During the night of the Tuesday 14th August with Bonny sailing on a broad reach on the starboard tack, the winds steadilly eased in strength such that at the end of the Mate's watch at 0200 on the 15th, he remarked that we really needed to head further south east but thought that would put us unto gybe teritiory. Feeling lazy, I thought we could get away with booming out the Genoa and run dead down wind. This would put us on a course just east of south. We made the change pretty quickly and Mick was able to get off for his sleep.

After another three hours the wind had dropped to almost nothing and we were barely making way through the water. So I rolled up the genoa, switched the engine on and headed initially east and then after a conflab with Mick who pointed out that based on available data we should find the same strength winds to our south east as to our east and that we would also get closer to our destination if we headed that way, we did.

By 1030 on Tuesday 14th August we had found the wind and after much discussion based on the availble information we decided to stay on a southeasterly course for the time being. Around 1800, I raised the question of making our turn to head further south. After further consideration we agreed that owing to our excellent progress we could in fact now head for Meidera, but would have to be alert for declining winds anf if that did happen we would need to turn left once again. The challenge of course is remining alert!

Tuesday was a red letter day on the good ship Bonny. We tried out the water maker for the first time, a birthady present  bought at great expense by Vincent and the rest of the family, which I fitted over the winter and spring. 

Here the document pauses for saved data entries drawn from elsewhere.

PR #213, opened 2020-07-07
Fix default `false` value when applying transformations

mgxm:
The default transformation was not applied when a `false` value was expected.


ikitommi:
thanks!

As expected pre-operation testing produced a few leaks and in the process of trying to stem one of them we broke the input fittig on one of the sea water filter cylinders. Imagine one of those WWII Navy films featuring a submarine being depth charged and the crew dashing around trying to stop leaks by turning valves and tightening up fittings - well it was rather like that in miniture in Bonny's loo where the water maker occupies a prominent position on the aft bulkhead. Fortunately we had installed two seawater filters and so were able on a tempory basis to bypass the damaged unit and just use one. Having stemmed all the sea water leaks we turned on the watermaker which, combined with the sound of the seawater pump made quite a din comprising a number of different grunts and squeakes that together produced a rather comical sountrack. This, coupled with the somewhat 'Heath-Robinson' look to the apperatus, with its multiple tubes heading off from the main unit in a variety of different directions, put me in mind of one of those corny 1950s Frankenstein films! 

However, appearances not withstanding, within a few minutes we were producing our very own clear fresh water - which 'tasted' much nicer than the water we had taken on in Gijon and Bouzas. Not, it has to be said in industrial quantities. In fact we were producing it at a far more modest rate of about a gallon an hour. 

We decided to keep our portable water containers topped up with this water first before then adding any excess we produced to the main water tank. This would probably require running the water maker for 2-3 hours a day. Apart from the noise, the other limiting factor was the amount of electricity it and our other kit consumed, verses how much we were able to generate. Our experience thus far on sunny days was that our solar panels w would generate enough to to do that and heat up enough water for showers every other day.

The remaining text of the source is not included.